Office: The Next Frontier?
All sources interviewed for this story agree that New Jersey and Eastern Pennsylvania possess opportunities to add new industrial supply through office conversions.
Whereas media speculation about the fate of obsolete office buildings usually takes a residential bent, some real estate professionals see equally strong opportunities for these sites to function as distribution hubs. In some cases, it’s simply the location that makes this feasible; in others it’s the column spacing or parking allotments.
But in either case, the opportunity is undeniably there. And earlier this year, when a joint venture between institutional investment firm Ares Management and New York City-based real estate giant RXR launched a $1 billion fund to target distressed office assets, the trend was further validated. In fact, for some companies, it was ongoing long before that.

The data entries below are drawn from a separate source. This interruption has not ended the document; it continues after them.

PR #2544, opened 2026-08-09
fix(ci): fail cleanly on a malformed cuda.build.version instead of tracebacking

LeSingh1:
## Problem

`ci/tools/check_pixi_cuda_version.py` returns a deliberate diagnostic exit code for every problem it anticipates — missing `versions.yml`, missing `cuda.build.version`, missing `pixi.toml`, missing feature key — and then unpacks the version with no checking at all:

```python
try:
    build_version = yaml.safe_load(...)["cuda"]["build"]["version"]
except (KeyError, TypeError):
    print(f"error: cuda.build.version not found in {VERSIONS_FILE_PATH}", file=sys.stderr)
    return 2

major, minor, *_ = build_version.split(".")
```

YAML makes that easy to break. `ci/versions.yml` quotes the value today:

```yaml
cuda:
  build:
    version: "13.3.0"
```

Drop the quotes and a two-component value loads as a **float**, a bare number as an **int** — neither has `.split`. And a quoted-but-single-component value survives to the tuple unpacking and dies there instead.

Driving `main()` against the real `pixi.toml` files with only `ci/versions.yml` varied:

| `version:` value | loaded as | result on `main` |
| --- | --- | --- |
| `"13.3.0"` | `str` | exit 0 (correct) |
| `13.3` | `float` | **`AttributeError: 'float' object has no attribute 'split'`** |
| `13` | `int` | **`AttributeError: 'int' object has no attribute 'split'`** |
| *(empty)* | `None` | **`AttributeError: 'NoneType' object has no attribute 'split'`** |
| `[13, 3]` | `list` | **`AttributeError: 'list' object has no attribute 'split'`** |
| `"13"` | `str` | **`ValueError: not enough values to unpack (expected at least 2, got 1)`** |

All five escape as an uncaught traceback out of a pre-commit hook, pointing the contributor at this script rather than at the line they edited. The `except (KeyError, TypeError)` above shows the intent was already to fail cleanly here.

## Fix

Add `parse_build_version`, which returns `(major, minor)` only for a `<major>.<minor>[.<patch>]` string of digits and `None` otherwise, and have `main` report the bad value with the same `return 2` shape as its neighbours:

```
error: cuda.build.version=13.3 in .../ci/versions.yml is not a '<major>.<minor>[.<patch>]'
version string. Quote the value in YAML so it is not loaded as a number (13.3 becomes a
float, 13 becomes an int).
```

The message names the quoting trap because that is how the value actually goes wrong.

No behavior change for well-formed input: the current `"13.3.0"` still yields `expected="13.3.*"` and `cuda_feature="cu13"`, and running the tool against the real repo still exits 0.

## Tests

This script had no tests. Added `ci/tools/tests/test_check_pixi_cuda_version.py`:

- `parse_build_version` over the accepted shapes (`13.3.0`, `12.9.1`, `13.3`, `13.3.0.1`) and every rejected one (float, int, `None`, list, `"13"`, `""`, `"13."`, `".3"`, `"cuda.13"`).
- End-to-end tests that build a temporary repo layout (`ci/versions.yml` + both `pixi.toml` files), monkeypatch the module's path constants, and assert `main()` returns 2 with the diagnostic — and returns 0 for a well-formed version.

The module imports PyYAML at module scope (the pre-commit hook supplies it via `additional_dependencies`), so the test module opens with `pytest.importorskip("yaml")` rather than failing collection where PyYAML is absent.

## Verification

Executed in full (pure Python, no GPU):

- The six-row table above was produced by driving the **`upstream/main`** `main()` directly with monkeypatched path constants; five of the six raise uncaught.
- With the fix, all of those return exit 2 with the new message, and `pytest ci/tools/tests` is **73 passed**.
- Running the tool against the real repo checkout still prints `OK: ...` and exits 0.
- Note on the usual "restore the file from `upstream/main` and watch the tests fail" check: because the fix introduces a new function, the test module cannot even import against `main` (`ImportError: cannot import name 'parse_build_version'`). The evidence that matters is the table above, taken against unmodified `upstream/main` code.
- `ruff check` / `ruff format --check` clean on both files; `toolshed/check_spdx.py` clean on the new file; `python -m py_compile` clean. Index verified clean before committing.

## Related

Independent of #2538, #2543 (both `check_mempool_hygiene.py`) and #2496 (`check_release_notes.py`) — different files, no overlap.

### DIFF
--- a/ci/tools/check_pixi_cuda_version.py
+++ b/ci/tools/check_pixi_cuda_version.py
@@ -16,6 +16,24 @@ VERSIONS_FILE_PATH = ROOT / "ci" / "versions.yml"
 PIXI_FILES = [ROOT / d / "pixi.toml" for d in ("cuda_bindings", "cuda_core")]
 
 
+def parse_build_version(build_version: object) -> tuple[str, str] | None:
+    """Split ``cuda.build.version`` into ``(major, minor)``, or ``None``.
+
+    Returns ``None`` for anything that is not a ``<major>.<minor>[.…]`` string
+    of digits. YAML makes this easy to get wrong: an unquoted ``13.3`` loads as
+    the float ``13.3`` and an unquoted ``13`` as the int ``13``, neither of
+    which has ``.split``. Without this check those -- and a quoted but
+    single-component ``"13"`` -- escaped as a raw traceback from a pre-commit
+    hook whose every other failure path returns a diagnostic exit code.
+    """
+    if not isinstance(build_version, str):
+        return None
+    parts = build_version.split(".")
+    if len(parts) < 2 or not all(part.isdigit() for part in parts[:2]):
+        return None
+    return parts[0], parts[1]
+
+
 def main() -> int:
     """Verify cuda_bindings/cuda_core pixi pins match ci/versions.yml."""
     if not VERSIONS_FILE_PATH.is_file():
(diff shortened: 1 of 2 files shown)


mdboom:
We don't need this level of testing for automation scripts.  They will tend to fail in other ways (which is what we want) if these sorts of bugs slip through.

PR #188, opened 2018-07-09
Updated events 

carneybill:


batpigandme:
Bill, can you rebase your changes onto the current master? That way old events from 2017 won't be re-introduced? (i.e. it should take care of the merge conflicts).

batpigandme:
@hadley Do you want to take a peek? rstudioconf doesn't show up right now, but that will only be the case for three more days…

PR #211, opened 2018-08-28
Clarify wording on packages.md

angela-li:
Right now, it says "three" but there are only two packages mentioned after this sentence, so I changed the wording to be more clear (unless there's a secret third package beyond magrittr and glue that's not mentioned...)


batpigandme:
Thanks, Angela!

PR #213, opened 2018-09-13
Remove past event

batpigandme:
* Remove Max's workshop (already occurred), should make rstudio::conf show up again.


batpigandme:
Done

PR #222, opened 2018-10-25
WIP draft for ggplot2 3.1.0

batpigandme:
cc @clauswilke —

I can't tell if it has to do with my local setup or not, but I can't get the `geom_sf_label()` example working. I have to run out, but I can take a closer look later.


clauswilke:
What's the workflow here? How can I add on top of your commit? Do I fork your repo and make a PR to your repo?

clauswilke:
To fix your second example, read in the `nc` dataset using this line:
``` r
nc <- st_read(system.file("shape/nc.shp", package = "sf"), quiet = TRUE)
```

The other dataset has a column `geom` instead of `geometry` and needs an additional `aes(geometry = geom)` statement.

batpigandme:
Oh, shoot! Sorry, Claus. I forgot that I did this one in a fork! (And thanks for the fix — doing slides while writing posts is clearly not a good look for me).

Give me a minute, and I'll make a branch here so you can work off of it.

batpigandme:
OK @clauswilke, everything should be in the tidyverse branch now!

PR #225, opened 2018-10-25
Source the user rprofile after the project Rprofile

jimhester:
The site uses a project Rprofile, which means the user profile is not
evaluated, this change allows it to be evaluated if a user profile
exists.

This lead to some confusion on my part because my profile was not being executed until I figured out what was going on.

### DIFF
--- a/.Rprofile
+++ b/.Rprofile
@@ -3,3 +3,9 @@ options(
   blogdown.rmd = TRUE,
   blogdown.subdir = "articles"
 )
+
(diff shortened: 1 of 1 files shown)


.Rprofile
```diff
@@ -3,3 +3,11 @@ options(
   blogdown.rmd = TRUE,
   blogdown.subdir = "articles"
 )
+
+if (interactive()) {
```
hadley: Shouldn't you always source the user profile?

jimhester: Yeah you are probably right

PR #231, opened 2018-11-14
generics 0.0.1

DavisVaughan:
* .md -> .Rmarkdown
* Edits from Mara
* Images


DavisVaughan:
Okay now it's ready!

batpigandme:
LGTM! Just for future reference, you can use `usethis::use_tidy_thanks()` (which automatically generates a list of the people who have contributed since whatever release you set it to for a given package) for the final section. But I like the way you have it here for this one!

PR #232, opened 2018-11-15
Add note about how to render .md from .Rmarkdown

DavisVaughan:
Currently there is no mention of `blogdown::serve_site()` as a way to preview the site, and no mention of how to render the `.md` from a `.Rmarkdown`. In retrospect this is simple, but as a first time poster I had no idea that I was supposed to do it.


batpigandme:
Yeah, it's actually in the README <https://github.com/tidyverse/tidyverse.org#previewing-changes>, but I don't think it hurts to have it in both places.

PR #239, opened 2018-11-26
Comments on parsnip post

alexpghayes:
cc @topepo. wasn't sure the best way to make comments but the post looks solid to me

### DIFF
--- a/content/articles/2018-11-parsnip-0-0-1.Rmarkdown
+++ b/content/articles/2018-11-parsnip-0-0-1.Rmarkdown
@@ -111,7 +111,11 @@ car_model <- linear_reg()
 car_model
 ```
 
-That's pretty underwhelming because we haven't given it any details yet. `parsnip` offers a variety of methods to fit this general model. We will use ordinary least squares, but could also use penalized least squares too (via the lasso, ridge regression, Bayesian estimation, dropout, etc). We differentiate these cases by the ***computational engines***, which is a combination of the estimation type, such as least squares, and the _implemention_. The latter could be an R package or some other computing platform like Spark or Tensorflow. 
+That's pretty underwhelming because we haven't given it any details yet. `parsnip` offers a variety of methods to fit this general model. We will use ordinary least squares, but could also use penalized least squares too (via the lasso, ridge regression, Bayesian estimation, dropout, etc).
+
+AH: Unclear to me what it means to fit a penalized linear model via dropout. maybe clarify this is casting the problem as a neural net.
+
+We differentiate these cases by the ***computational engines***, which is a combination of the estimation type, such as least squares, and the _implemention_. The latter could be an R package or some other computing platform like Spark or Tensorflow. 
 
 To start simple, let's use `lm`:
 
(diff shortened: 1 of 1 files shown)


content/articles/2018-11-parsnip-0-0-1.Rmarkdown
```diff
@@ -111,7 +111,11 @@ car_model <- linear_reg()
 car_model
 ```
 
-That's pretty underwhelming because we haven't given it any details yet. `parsnip` offers a variety of methods to fit this general model. We will use ordinary least squares, but could also use penalized least squares too (via the lasso, ridge regression, Bayesian estimation, dropout, etc). We differentiate these cases by the ***computational engines***, which is a combination of the estimation type, such as least squares, and the _implemention_. The latter could be an R package or some other computing platform like Spark or Tensorflow. 
+That's pretty underwhelming because we haven't given it any details yet. `parsnip` offers a variety of methods to fit this general model. We will use ordinary least squares, but could also use penalized least squares too (via the lasso, ridge regression, Bayesian estimation, dropout, etc).
+
+AH: Unclear to me what it means to fit a penalized linear model via dropout. maybe clarify this is casting the problem as a neural net.
```
topepo: Dropout is a form of regularization favored by the deep learning people. You can use it to fit a logistic or linear regression model.

content/articles/2018-11-parsnip-0-0-1.Rmarkdown
```diff
@@ -124,6 +128,8 @@ lm_car_model
 
 There are no additional arguments that we should specify here, so let's jump to fitting the actual model. Our two choices at this point are whether to use `fit()` or `fit_xy()`. `fit()` takes a formula, while `fit_xy()` takes objects for the predictors and outcome(s). Recall that `glm` and `lm` only allow for formulas, while `glmnet` only takes a matrix of predictors and an outcome. `parsnip` allows for either so that you can avoid having to think about what the underlying model function requires. To demonstrate, let's make a simple model:
 
+AH: perhaps comment on whether `fit_xy` needs matrices, or if it can also deal with data.frame/tibble
```
topepo: I want to stay away from adding a lot of detail in this post. To keep it concise, I've excluded a fair amount of low-level information.

content/articles/2018-11-parsnip-0-0-1.Rmarkdown
```diff
@@ -212,6 +218,8 @@ glmnet(x = x_mat, y = car_train$mpg, alpha = 0, lambda = 0.1)
 
 `alpha = 0` tells `glmnet` to only use an L2 penalty (as opposed to L1  and L2). 
 
+AH: the "possible syntax here make it unclear to me whether or not this actually works"
```
topepo: Do you mean that about the `glmnet` code above or the `keras` code below?

content/articles/2018-11-parsnip-0-0-1.Rmarkdown
alexpghayes: Right. This may be ignorance on my part, but for linear and logistic regression you have a convex objective with a single global optimum. Dropout doesn't change the objective, so I think that means that you're just doing coordinate descent on a random set of coordinates, and you should still converge to same the optimum unless you're doing some else like early stopping, etc. 

I've never seen someone do this and just thought it was a bit odd to suggest as a use case.

content/articles/2018-11-parsnip-0-0-1.Rmarkdown
alexpghayes: the `keras` code below

topepo: I'll make a note about that

content/articles/2018-11-parsnip-0-0-1.Rmarkdown
topepo: Hmm. I'll leave it in even though it isn't a common methdology

PR #98, opened 2022-02-25
Patch 1

r3muxd:
v,


BobTheBob9:
while the commit itself does seem pretty good (i'm assuming this is primarly cvar help/usage text, find command, that sorta thing), this really needs some cleaning up to be merged i think, especially since alot of the code isn't exactly self-documenting with the number of ida variable names in it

Last year, Woodmont received approvals to redevelop a 351,782-square-foot office building in the Northern New Jersey community of Somerset into a two-building, 426,000-square-foot industrial complex. The firm, in partnership with Denver-based EverWest Real Estate Investors, paid $42 million for the building and land in fall 2021, believing that the location was valuable enough to justify the conversion.
“You really have to get creative when it comes to repurposing these older assets in terms of tearing down buildings, dealing with environmental issues and [working with] older product that doesn’t meet market needs anymore,” says Amadeo. “But the land is so valuable in those markets that if you have a willing seller and can get the site at a slight discount, you can make the numbers work.”
Woodmont undertook a less-intensive office-to-industrial project in The Meadowlands, executing a gut renovation of a 30,000-square-foot building as opposed to a total demolition and rebuild. Still, the capital outlay was extensive due to the addition of new dock doors and office space and repaving parking lots, as well as basic repositioning measures like upgrading lighting, interiors and utility systems.
Greek notes that, as critics of the office-to-residential discussion often point out, the majority of obsolete office buildings lack true conversion potential. But owners of those buildings that do check the boxes and are struggling to secure rent and occupancy would be wise to consider offers from industrial players.
“Most office product doesn’t make sense for industrial redevelopment, but some does —maybe 15 percent,” says Greek. “That’s an opportunity we’re watching closely due to the amount of distress and how well-located a lot of these buildings are for distribution uses.”